Judge orders settlement talk for NFL, union on Peterson case
MINNEAPOLIS (AP) A federal magistrate ordered the NFL and the NFL Players Association into settlement negotiations Monday in their fight over Adrian Peterson's suspension.
U.S. Magistrate Judge Janie Mayeron set a settlement conference for Aug. 13. That is the same day U.S. District Judge David Doty has scheduled a hearing on the NFLPA's contempt-of-court motion against the league and Commissioner Roger Goodell, for not complying with Doty's order to send Peterson's disciplinary matter back to the NFL arbitrator.
The hearing in Doty's chambers was delayed until after the settlement conference, union spokesman George Atallah said. Both Atallah and NFL spokesman Brian McCarthy declined to comment on the order, but Mayeron spelled out her expectations tersely.
''All participants should plan on spending the entire day and evening, if necessary,'' she said.
She ordered both sides to discuss a settlement on or before July 30 and if nothing comes of that to give her confidential letters outlining their positions by Aug. 6.
Noncompliance with the order, Mayeron wrote, could lead to ''an appropriate sanction.''
Peterson was punished by the league for a child abuse charge he faced in Texas regarding his young son.

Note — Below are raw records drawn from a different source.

PR #369, opened 2019-05-24
Implement BIP32

ashchan:
to:

* Remove `bip32.js` dependency
* Thus remove `tiny-secp256k1` and use `elliptic` (which CKB SDK uses)
  - Resolve build error issue w/ Node 12

## Note

This is not supposed to be a full implementation. As long as it meets need for our daily internal usage, we can skip many features and checks.


ashchan:
Cancelled CI for  b0544e2 as that's known changes breaking tests.

PR #372, opened 2019-05-24
refactor(neuron-wallet): refactor wallets controller with CatchContro…

Keith-CY:
…llerError

1. refactor wallets controller with CatchControllerError
2. move verifyPasswordComplexity to utils.validators
3. add throwing errors in wallets service


packages/neuron-wallet/src/controllers/wallets.ts
```diff
@@ -1,9 +1,11 @@
 import WalletsService, { Wallet, WalletProperties } from '../services/wallets'
 import { ResponseCode } from './index'
 import windowManage from '../utils/windowManage'
-import { Channel, MIN_PASSWORD_LENGTH, MAX_PASSWORD_LENGTH } from '../utils/const'
+import { Channel } from '../utils/const'
 import Key from '../keys/key'
+import { CatchControllerError } from '../utils/decorators'
```
ashchan: Let’s move decorators and validators out of utils. They deserve their own top level folders. This will also do a diet for the utils.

His discipline was essentially a six-game suspension, but he was sidelined for nine games before that on paid leave while the child abuse case moved through the legal system.

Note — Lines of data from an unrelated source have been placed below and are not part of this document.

PR #381, opened 2019-05-29
Move sync to renderer

classicalliu:
* move sync logic to `syncTask.ts`, it runs in renderer process
* move `NetworksMethod` to service from controller, it will cause some problems in renderer process (service require controller and controller require service)
* also `initConnection` in main process
* using `ncp` for cross platform `cp`


packages/neuron-wallet/package.json
```diff
@@ -81,6 +82,7 @@
     "electron-devtools-installer": "2.2.4",
     "husky": "1.3.1",
     "lint-staged": "8.1.5",
+    "ncp": "^2.0.0",
```
Keith-CY: specify the version explicitly.

packages/neuron-wallet/src/startup/loopTask/syncTask.ts
```diff
@@ -0,0 +1,62 @@
...
+    }),
+  )
+  return lockHashes
+}
+
+// call this after network switched
+// TODO: listen to network switch
+export const switchNetwork = async (networkId: string) => {
+  // stop all blocks service
+  stopLoopSubject.next('stop')
```
Keith-CY: Does `syncBlocksService.stop()` work here?

packages/neuron-wallet/src/services/syncBlocks.ts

The NFLPA filed a petition last Dec. 15, seeking a rejection of NFL arbitrator Harold Henderson's decision to deny Peterson's appeal of his suspension.
Doty sided with the union in his ruling issued Feb. 26, and the league appealed. The NFL asked the 8th U.S. Circuit Court of Appeals in its initial filing April 8 to overturn Doty on the grounds he didn't have authority to usurp a case the league argued should be limited to a labor dispute and thus fell under the umbrella of the collective bargaining agreement.
Goodell reinstated Peterson on April 16, rendering any re-arbitration process moot in terms of the star running back's playing status. But the issue has stayed alive in court, with both sides remaining at odds over fairness and administration of the NFL's personal conduct policy.
On May 19, the NFLPA filed its motion to hold the NFL and Goodell in contempt of court, alleging the league ''deliberately ignored'' Doty's decision and the union's repeated subsequent requests to comply by forcing Henderson to reconsider his decision.
Peterson was initially reticent toward returning to the Vikings, but he softened his stance and rejoined his teammates for practice on June 2. The Vikings report for training camp on Saturday.